# New to RVing



## chellaman (May 18, 2005)

Hello all,
We are yet another couple of newishbies.
Had searched for some time for an RV we fancied, but saw a lot of expensive rubbish. Then bought what appeared to be a beaut from a small but well-known importer/retailer, and have spent weeks rectifying problems to get road-ready. May make it for a planned 3-month trip June-August.
What have I learned? I think next time I will pay the extra and buy from 
a very main dealer with full facilities for PDI etc. And I will spend a whole day myself with a fine tooth comb!! 
Having said all that, I can't wait to get going, and I think all will come good in the end.
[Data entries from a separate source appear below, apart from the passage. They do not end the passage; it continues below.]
PR #986, opened 2024-10-02
Stats Timing

TeachMeTW:
# Add Functionality and Unit Tests for Function Timing and Error Handling

## Overview
Introduces new functionality for tracking execution times and error handling in the dashboard through the `store_dashboard_time` and `store_dashboard_error` decorators. These functions store timing and error data for various operations. Additionally, unit tests are added to verify that execution times and errors are correctly logged.

### 1. New Functionality in `stats_query.py`
- **`store_dashboard_time`**:
    - This function records the execution time of a code fragment or function and stores it in the database under the key `stats/dashboard_time`.
    - It captures the timestamp and the elapsed time using a `Timer` object and stores it via the `store_stats_entry` method.

- **`store_dashboard_error`**:
    - This function captures and logs the time at which an error occurs during the execution of a code fragment or function.
    - It stores the error data in the database under the key `stats/dashboard_error`.

### 2. New in `TestStatsQuery`
- **New Methods**:
    - **`setUpClass`**: Initializes the timeseries database before any tests are executed.
    - **`tearDown`**: Ensures that database entries related to the test are cleared after each run to maintain isolation.
    - **`verify_stats_entries`**: Verifies that expected entries (execution times or errors) are stored correctly in the database.

- **Unit Tests**:
    - **`test_single_function_timing`**:
        - Times the execution of a single function and stores the timing data in the database.
        - Verifies that the correct execution time is logged.
        
    - **`test_multiple_functions_timing`**:
        - Times and verifies two separate functions and their combined execution time.
        - Checks that individual and combined timings are accurately logged.

    - **`test_faulty_function_timing`**:
        - Simulates a faulty function that raises an exception.
        - Ensures that even when a function fails, the timing and error data are correctly logged as an error in the database.

## Impact
- This PR introduces essential functionality to log and track the performance and failures of code fragments or functions.
- The added unit tests ensure that these features are working correctly and provide robust coverage for timing and error handling.


TeachMeTW:
@shankari 

Current implementation on commit d19392d builds upon existing code base of `store_stats_entry` where `store_function_time` calls `store_stats_entry(user_id, "stats/function_time", stage_string, ts, reading)`


It takes a similar approach to `run_intake_pipeline` from `intake_stage.py` but instead of user_id; it takes a function:

```
def run_function_pipeline_step(func, skip_if_no_new_data):
    """
    Execute a single step in the function pipeline.

    :param func: The function to execute
    :param skip_if_no_new_data: Flag to determine if the function should be skipped based on custom logic
    :return: None
    """
    func_name = func.__name__

    with ect.Timer() as timer:
        logging.info(f"********** Function {func_name}: Starting execution **********")
        print(f"{arrow.now()} ********** Function {func_name}: Starting execution **********")
        result = func()

    # Store the execution time
    esds.store_function_time(func_name, "EXECUTION",
                             time.time(), timer.elapsed)

    if skip_if_no_new_data and not result:
        print(f"No new data for {func_name}, and skip_if_no_new_data = {skip_if_no_new_data}, skipping the rest of the pipeline")
        return
    else:
        print(f"Function {func_name} executed with result = {result} and skip_if_no_new_data = {skip_if_no_new_data}, continuing")

    logging.info(f"********** Function {func_name}: Completed execution **********")
```




## An example use case:
```
# Define test functions
def test_function_1():
    logging.info("Executing test_function_1")
    time.sleep(1)  # Simulate processing time
    return True  # Indicate successful execution

def test_function_2():
    logging.info("Executing test_function_2")
    time.sleep(1)
    return True

def test_function_faulty():
    logging.info("Executing test_function_faulty")
    time.sleep(1)
    raise ValueError("Simulated error in test_function_faulty")

def test_function_3():
    logging.info("Executing test_function_3")
    time.sleep(1)
    return True

if __name__ == "__main__":
    # Ensure the logs directory exists
    os.makedirs("logs", exist_ok=True)
    
    # Define the list of test functions, including the faulty one
    function_list = [
        test_function_1,
        test_function_2,
        test_function_faulty,  # This will raise an exception
        test_function_3  # This should execute normally after the faulty function
    ]
    
    # Run the pipeline with process number 1 and skip_if_no_new_data set to True
    run_function_pipeline(process_number=1, function_list=function_list, skip_if_no_new_data=True)

```

## Concerns:

Now I am unsure how to change the query from user_id to function_id/make a new db collection for it within timeseries; the metadata is right but the schema is not. I cannot access it on the notebook due to a keyerror: `KeyError: 'stats/function_time'` but I can access it on the mongo via: `db.Stage_timeseries.find({ "user_id": "test_function_1" }).pretty()`

### Output of the Find:

```
{
        "_id" : ObjectId("6700f706b37230e8be74d445"),
        "user_id" : "test_function_1",
        "metadata" : {
                "key" : "stats/function_time",
                "platform" : "server",
                "write_ts" : 1728116486.4357288,
                "time_zone" : "America/Los_Angeles",
                "write_local_dt" : {
                        "year" : 2024,
                        "month" : 10,
                        "day" : 5,
                        "hour" : 1,
                        "minute" : 21,
                        "second" : 26,
                        "weekday" : 5,
                        "timezone" : "America/Los_Angeles"
                },
                "write_fmt_time" : "2024-10-05T01:21:26.435729-07:00"
        },
        "data" : {
                "name" : "EXECUTION",
                "ts" : 1728116486.4328,
                "reading" : 1.001198583
        }
}
```

## Questions:

How can I update the location/not use the same as pipeline time or is it ok? Do I need extra steps for aggregate? Is this what you had envisioned?

shankari:
@TeachMeTW let us please add this to the project board so that I can see it

shankari:
@TeachMeTW

I am not sure why we are focusing on instrumenting one function at a time using a decorator. I believe that the issue that @JGreenlee brought up was that we don't always want to instrument a whole function, but may want to parts of code that are part of a function. That's why I suggested that we use the `with...` pattern and pointed to the pipeline as an example.

It seems like you have created a new `time_functions.py` module that is similar to the pipeline module? I am not quite sure what the new function is supposed to do. Are you suggesting that we should replace the existing pipeline function with this code?

Maybe it would be easier if I could write down what I expect you to do in greater detail.
- You should create a new function called `store_dashboard_time` in `emission/storage/decorations/stats_queries.py`
- You should use it to create `stats/dashboard/time` entries in the database
- You should use that function in the dashboard code for timing using the `with` pattern

You do not need to edit the existing pipeline.
Let me see if a detailed code review makes this any easier.

emission/storage/decorations/stats_queries.py
```diff
@@ -46,3 +48,22 @@ def store_stats_entry(user_id, metadata_key, name, ts, reading):
...
+def store_function_time(user_id: str, stage_string: str, ts: float, reading: float):
+    """
+    Stores the execution time of a function.
+
+    Parameters:
+    - user_id (str): The ID of the user.
+    - stage_string (str): The name of the function being timed.
+    - ts (float): The timestamp when the function execution started.
+    - reading (float): The duration of the function execution in milliseconds.
+
```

I am told that very few RVs are without problems, even new ones!


----------



## Drummer (May 9, 2005)

Welcome to the site.  
Get out there & enjoy! 8)


----------



## 88883 (May 10, 2005)

Hello Chellaman

You've found a great site; welcome.

What did you buy ?
From who ?

Chris


----------



## chellaman (May 18, 2005)

*New To Rving*

Hello Chris,
Have sent a private message for reasons explained.


----------



## Arizona (May 9, 2005)

Hi There

It's great to have another RV'er on board. Is this your first motorhome? You'll get all the info and advice you need on here. It's great!

regards

Arizona


----------



## chellaman (May 18, 2005)

Thanks for the replies and the welcomes.
The RV I bought is 1999 and 32.5 feet with one half slide, and we intend doing part-time full-timing!!! i.e. 3 months at a time, say, twice a year.
We bought the RV in England because they are not common in Spain and rarely come up for sale. The few that have were real heaps. The Spanish themselves seem to go in exclusively for European models. 
Yes, Detourer, we do live in Spain 50 miles from Valencia and are keeping a modest place as a base for some of the year or for diving back to if needed. Who knows, if we fancy, we may yet sell up and full time!
Our plan at present is to go Northish June to August to escape the heat, and more South November to January to escape what have recently been cold winters. I believe many go to Morocco, and we quite fancy that.
Chris, we did more or less the same as you are doing in our searching, and still didn't get it all right!! Maybe your idea of DIY import from the US is a good one. There is quite a lot more involved than just buying one and shipping it home, though.
Regards to all,
Chellaman


----------